The feces is stored in the rectum for a certain period and then the stored feces is eliminated from the body due to the contraction and relaxation of the anus. The exit of this waste material is regulated by the anal sphincter.
Defecation Reflex
Defecation is a combination of voluntary and involuntary processes that create enough force to remove waste material from the digestive system.
Learning Objectives
Describe the defecation reflex
Key Takeaways
Key Points
- The rectal ampulla acts as a temporary storage facility for the unneeded digestive material.
- A sufficient increase in fecal material in the rectum causes stretch receptors from the nervous system that are located in the rectal walls to trigger the contraction of rectal muscles, the relaxation of the internal anal sphincter, and an initial contraction of the skeletal muscle of the external sphincter.
- The relaxation of the internal anal sphincter causes a signal to be sent to the brain indicating an urge to defecate.
- If defecation is delayed for a prolonged period, the fecal matter may harden and autolyze, and result in constipation.

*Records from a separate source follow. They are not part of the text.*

PR #2021, opened 2019-03-15
fix(datepicker): pin flatpickr to 4.3 and add migration docs

### LINKED ISSUE #2011: Datepicker range calendar cannot be controlled with arrow keys
## Environment

> Operating system
macOS Mojave 10.14.3

> Browser
Firefox 65.0.1

## Detailed description

carbon-components-react 6.106.3

> What did you expect to happen?
After tabbing into the datepicker range inputs, I expect to navigate inside the calendar with the arrow keys. 

> What happened instead?
Instead, I found that when trying to use the arrow keys, there is some kind of focus state that appears around the calendar itself, but then the arrow keys don't do anything else.

> What WCAG 2.1 checkpoint does the issue violate?
Success Criterion 2.1.1 Keyboard: All functionality of the content is operable through a keyboard interface without requiring specific timings for individual keystrokes, except where the underlying function requires input that depends on the path of the user's movement and not just the endpoints. 
https://www.w3.org/TR/WCAG21/#keyboard

1. Visit the Carbon-Components-React storybook
2. Navigate to the Datepicker range option
3. Use your tab key to focus onto the datepicker input
4. Attempt to use the arrow keys to navigate the popup calendar. 

I'm posting the issue here and not directly to Flatpickr because the issue doesn't arise until the Carbon implementation: the Flatpickr example handles keyboard accessibility well: (https://flatpickr.js.org/plugins/#rangeplugin-beta) I can see in the source code that Carbon adds a bit of extra functionality onto the Flatpickr dependency. I think the issue might be found there.

Note: I checked the experimental v10 component page here, too (https://next.carbondesignsystem.com/components/date-picker/code) and the issue exists there as well.

dakahn:
Closes #2011 

Pins Flatpickr to v4.3. Addresses accessibility and usability regressions introduced in 4.4 -- mainly, disabling left and right arrow input when `allowInput` is set to `true` in the Flatpickr config.

#### Changelog

- added some migration documentation as migrate.10.x.md
- add escape keyhandler that returns focus to input on keydown in the calendar


bakerTX:
Would this reintroduce the focus trapping behavior that Flatpickr resolved last week? https://github.com/flatpickr/flatpickr/releases/tag/v4.5.5

dakahn:
In my testing I didn't see any loss of functionality. @bakerTX seeing as how we're rolling it back to 4.3 -- any updates in 4.5 wouldn't be included.

dakahn:
@joshblack testing testing

seems like focus is lost when the user hits escape on the calendar instead of properly returning to the input. i'll add a keyhandler and amend the migration docs.

bakerTX:
@dakahn thankfully no focus trapping in the netlify preview build. The arrow key navigation is a little buggy on any usage *after* the first setting of the date value, ie: returning focus to an already-set field and trying to change it. But other than that, at least the arrow keys work again!

dakahn:
I think we get a lot from this PR _as is_, but to @bakerTX's comment about the navigation being "buggy" the keyboard needs a little more work. I'll move that work to another PR though

asudoh:
From digging the history - In addition to the tabbing discussion, another thing that is good to test is SSR: #897

dakahn:
@asudoh Great catch! Is there a way to patch SSR support in -- a check for the window object maybe? 🤔

asudoh:
Good question @dakahn! If you mean doing it in Flatpickr code you are correct. Something like before-change versions in below should be fixed:

* Code creating `flatpickr` global: https://github.com/flatpickr/flatpickr/commit/1882ea322e11bdfd5376bce6affb0d7d8562c38b
* Flatpickr's implementation of rAF polyfill: https://github.com/flatpickr/flatpickr/commit/9618cbd8e476a2db38523ca827a296c68afb6efe

asudoh:
Adding a note; Both issues I mentioned above happens in Flatpickr module initialization logic, instead of in Flatpickr constructor. And thus the issue is likely to happen regardless of if we instantiate Flatpickr or not. Hopefully our SSR test catches this.

dakahn:
I'm gonna shut up shop on this for now. I'll get something submitted to FP for v10-update

Issue #2023, opened 2019-03-15
Match link to experimental spec


emyarod:
Related:

https://github.com/IBM/carbon-components/issues/1263

https://github.com/IBM/carbon-components/issues/1801

https://github.com/IBM/carbon-components/issues/1900

https://github.com/IBM/carbon-components/issues/1995

https://github.com/IBM/carbon-components/pull/1802

PR #2024, opened 2019-03-15
feat(Link): add disabled prop

emyarod:
Closes IBM/carbon-components-react#2023

This PR adds support for disabled link classes to match the experimental spec


designertyler (approved):
Looks good!

asudoh:
Just want to double-check with @dakahn - Would removal of `href` is OK for `<a>`? Thanks!

dakahn:
Oh interesting. Yeah, an anchor tag without an href attribute is a _placeholder link_ -- which is valid. It will be removed from the tab order by default as well. 👍

dakahn (approved):
Looks cool

Issue #2028, opened 2019-03-15
hidden prop of Tabs component is ignored


scottdickerson:
## Detailed description

> Describe in detail the issue you're having.
I can't hide the Tab Content rendered by the Tabs component when the Tab isn't currently selected.  This causes problems because it forces all my child components to load even if the user isn't viewing them.

> Is this issue related to a specific component?
Tabs

> What did you expect to happen? What happened instead? What would you like to see changed?
I assumed that the "hidden" prop of the Tabs component would keep the child Tab content from rendering if it's not currently showing from the description of the prop?  Is that the intention of that property?

I checked the source of the Tabs component but it appears that the hidden property is ignored, and no matter what all the Tab Content components are rendered into the Dom with aria-hidden attached to them.

> What browser are you working in?
Chrome

> What version of the Carbon Design System are you using?
6.106.0

> Please create a reduced test case in CodeSandbox
https://codesandbox.io/s/nk30xz0p3m

Notice that tab2 content is actually in the DOM even though I pass the hidden prop

JSoet:
Just responding to this, after it was linked here: https://ibm-safer-payments.slack.com/archives/C2K6RFJ1G/p1554229626107000 https://ibm-safer-payments.slack.com/archives/C2K6RFJ1G/p1554229740107400

We've had a similar issue, that the components still technically existed and were just hidden, so we created a wrapper which only adds the react component to the tab if the tab is actually selected (may need to be generalized a bit before being used)

```
export function TabsWithRenderingWrapper(
  Components: Array<React.ReactElement<ITabbableComponent>>,
  selectedTab: number,
  handleTabSelection: (tabNumber: number) => void
) {
  const tabs = Components.map((element, index) => {
    return (
      <Tab
        key={element.props.tabLabel}
        label={element.props.tabLabel}
        tabIndex={index}>
        {selectedTab === index && element}
      </Tab>
    )
  })
  return (
    <Tabs selected={selectedTab} onSelectionChange={handleTabSelection}>
      {tabs}
    </Tabs>
  )
}
```

asudoh:
@JSoet To see what to do with this issue, would like to elaborate why you wanted to avoid rendering non-selected tab contents (panels)? Thanks!

JSoet:
[...]

PR #2029, opened 2019-03-15
fix(tabs): should respect hidden property and filter out tab content that's not selected

scottdickerson:
Closes IBM/carbon-components-react#2028

The hidden property was being ignored by the Tabs component.  I made a change to respect that property and actually hide the TabContent

#### Changelog

**Changed**

- Added a filter step to check the hidden property of Tabs and stop any non-selected Tab Content from rendering


asudoh:
Hi @scottdickerson thank you for reporting the issue and your attempt to fix it! It appears that [the UA stylesheet for `[hidden]`](https://html.spec.whatwg.org/multipage/rendering.html#hiddenCSS), which has a very weak selector priority by definition, is overridden by [our reset style](https://github.com/IBM/carbon-components/blob/v9.68.0/src/globals/scss/_css--reset.scss#L136-L139). That said, would you try fixing it in application-side CSS or `carbon-components` CSS? Thanks!

scottdickerson:
Actually from a component perspective we really want to skip the React component render for optimization so I can’t fix from just a css perspective

asudoh:
Thank you for elaborating @scottdickerson! If you want to avoid react-render would you do:

```javascript
(!avoidRender && (
  <Tabs>
    <Tab label="tab1">tab1 content</Tab>
    <Tab label="tab2">tab2 content</Tab>
  </Tabs>
}
```

scottdickerson:
hey @asudoh here's my usecase.  Inside the tab I have my tabContent component... And I typically don't want my tabContent to do anything unless it's actually visible (especially like fire expensive server calls, render components, etc).  However, currently the tabContent renders whether the tab is selected or not.  This forces the componentDidMount method of tabContent to fire (which would be ideally where I would put my loading behavior).  I assumed (maybe incorrectly) that the Tabs "hidden" prop was intended to hide the child content if the Tab wasn't currently selected.  But that's basically what I'm trying to accomplish.  Theres an internal slack going on about this discussion.  While it's certainly possible to pass these extra props through to the child content myself and then decide whether to load or not, it would be nicer if this kind of "lazy loading" was build into the Tabs proper through a property.

asudoh:
IIUC what @scottdickerson is talking about, `cDM` of `<TabContent>` is not something consuming application should use. In case `<TabContent>` being rendered regardless of selection really is the concern, we can provide custom rendering API for `<TabContent>`.

dakahn:
stalebot no! ⚡️ 

@scottdickerson 👋

asudoh:
@scottdickerson @dakahn My apologies for not updating here. The series of investigations to better support the use case (not rendering tab content unless it's select) has found that letting application decide what to do there would be the best solution. #2142 addresses that. I appreciate the contributions you have been making BTW!

scottdickerson:
this is the perfect fix thanks @asudoh

Issue #2026, opened 2019-03-15
Match select to experimental spec


emyarod:
Related:

https://github.com/IBM/carbon-components/issues/1958

https://github.com/IBM/carbon-components/pull/1978

PR #2030, opened 2019-03-15
fix(Select): match experimental spec

emyarod:
Closes IBM/carbon-components-react#2026

Closes https://github.com/IBM/carbon-components-react/issues/2037

This PR incorporates feedback from the February 2019 select component audit

Depends on https://github.com/IBM/carbon-components/pull/2114 and https://github.com/IBM/carbon-components/pull/2135


src/components/Select/Select.js
```diff
@@ -76,23 +74,51 @@ const Select = React.forwardRef(
...
+        </>
+      );
+    })();
+    return (
+      <div className={`${prefix}--form-item`}>
+        <div className={selectClasses}>
+          <label htmlFor={id} className={labelClasses}>
+            {labelText}
+          </label>
+          {componentsX && !inline && helper}
```
asudoh: The markup change seems to affect `v9`. Could you please double-check `v9` is not broken?

asudoh (commented):
LGTM basically, just one thing - Thanks @emyarod!

src/components/Select/Select.js
emyarod: it should be fixed now @asudoh

asudoh: OK thank you for adding that back! Actually `v9` topic came up as the helper used to be next icon whereas it's next to `<label>` in this PR. Wanted to make sure such move-around doesn't negatively affecting `v9`. Thanks!

asudoh: @emyarod You are right, I may have been seeing a stale commit, my apologies!

tw15egan (approved):
👍

emyarod:
currently in the middle of incorporating changes from IBM/carbon-components#2114 to add legacy support for inline helper text @tw15egan, will likely need another review in a bit

tw15egan:
Okay, just ping me when re-review is needed

emyarod:
@tw15egan https://github.com/IBM/carbon-components/pull/2135 is now ready for review

aagonzales (commented):
For disabled, the label and helper text need to be using the color "$disabled-02"

tw15egan:
@aagonzales seems like they are: https://github.com/emyarod/carbon-components/blob/8ef8e3ccd9eedfb1546cdf38b3b0b6b892d55e09/src/components/select/_select.scss#L287

aagonzales:
Oh ok the knob was only changing the field but I guess the labels are controlled by a different knob?

aagonzales (approved):
LGTM then!

emyarod:
@aagonzales can you double check again? I was still moving newly added changes from vanilla over when you reviewed, but disabling the component should also be changing label and helper text

aagonzales:
@emyarod yup! The knob is changing the label and helper text now so its good!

- Once the voluntary signal to defecate is sent back from the brain, the ano-rectal angle decreases, becoming almost straight, and the external anal sphincter relaxes. The rectum contracts and shortens in peristaltic waves, forcing fecal material out of the rectum and down through the anal canal.
Key Terms
- defecation: The act or process of voiding feces from the bowels.
- rectum: The terminal part of the large intestine through which feces pass.
- anal canal: The terminal part of the large intestine, situated between the rectum and anus.
- constipation: A state of the bowels in which the evacuations are infrequent and difficult, or the intestines become filled with hardened feces.
- autolyze: To destroy itself; to be destroyed by its own enzymes.
Examples
Constipation is uncomfortable, but it may be a signal that your diet is deficient in fibrous foods (eat more fruits and vegetables) and that you are not drinking enough water, so laxatives are generally not the best way to treat it.
Defecation
For the adult human, the process of defecation is normally a combination of both voluntary and involuntary processes that create enough force to remove waste material from the digestive system.
The rectal ampulla acts as a temporary storage facility for the unneeded material. As additional fecal material enters the rectum, the rectal walls expand. A sufficient increase in fecal material in the rectum causes the stretch receptors from the nervous system, located in the rectal walls, to trigger the contraction of rectal muscles, the relaxation of the internal anal sphincter, and an initial contraction of the skeletal muscle of the external sphincter. The relaxation of the internal anal sphincter causes a signal to be sent to the brain indicating an urge to defecate.
If this urge is not acted upon, the material in the rectum is often returned to the colon by reverse peristalsis where more water is absorbed, thus temporarily reducing pressure and stretching within the rectum. The additional fecal material is stored in the colon until the next mass peristaltic movement of the transverse and descending colon. If defecation is delayed for a prolonged period, the fecal matter may harden and autolyze, resulting in constipation.
Once the voluntary signal to defecate is sent back from the brain, the final phase begins. The abdominal muscles contract (straining), causing the intra-abdominal pressure to increase. The perineal wall is lowered and causes the anorectal angle to decrease from 90 degrees to less than 15 degrees (almost straight), and the external anal sphincter relaxes.
The rectum now contracts and shortens in peristaltic waves, thus forcing fecal material out of the rectum and down through the anal canal. The internal and external anal sphincters, along with the puborectalis muscle, allow the feces to be passed by pulling the anus up and over the exiting feces in shortening and contracting actions.